Mr. Praline: Look, I took the liberty of examining that parrot when I got it home, and I discovered the only reason that it had been sitting on its perch in the
first place was that it had been NAILED there.

(pause)

Owner: Well, o'course it was nailed there! If I hadn't nailed that bird down, it would have nuzzled up to those bars, bent 'em apart with its beak, and
VOOM! Feeweeweewee!

Mr. Praline: "VOOM"?!? Mate, this bird wouldn't "voom" if you put four million volts through it! 'E's bleedin' demised!

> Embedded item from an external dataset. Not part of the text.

PR #9755, opened 2026-04-17
arrow-select: Optimize `BatchCoalescer::push_batch_with_filter` for low selectivity filters and inlined Utf8View/BinaryView

### LINKED ISSUE #9143: Avoid copies for push_batch_with_filter for binary views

Owner: No no! 'E's pining!

Mr. Praline: 'E's not pinin'! 'E's passed on! This parrot is no more! He has ceased to be! 'E's expired and gone to meet 'is maker! 'E's a stiff! Bereft of life, 'e
rests in peace! If you hadn't nailed 'im to the perch 'e'd be pushing up the daisies! 'Is metabolic processes are now 'istory! 'E's off the twig! 'E's kicked the
bucket, 'e's shuffled off 'is mortal coil, run down the curtain and joined the bleedin' choir invisibile!! THIS IS AN EX-PARROT!!

(pause)

Owner: Well, I'd better replace it, then. (he takes a quick peek behind the counter) Sorry squire, I've had a look 'round the back of the shop, and uh,
we're right out of parrots.

Mr. Praline: I see. I see, I get the picture.

Owner: I got a slug.

(pause)

Mr. Praline: Pray, does it talk?

Owner: Nnnnot really.

Mr. Praline: WELL IT'S HARDLY A BLOODY REPLACEMENT, IS IT?!!???!!?

Owner: N-no, I guess not. (gets ashamed, looks at his feet)

Mr. Praline: Well.

(pause)

Owner: (quietly) D'you.... d'you want to come back to my place?

Mr. Praline: (looks around) Yeah, all right, sure.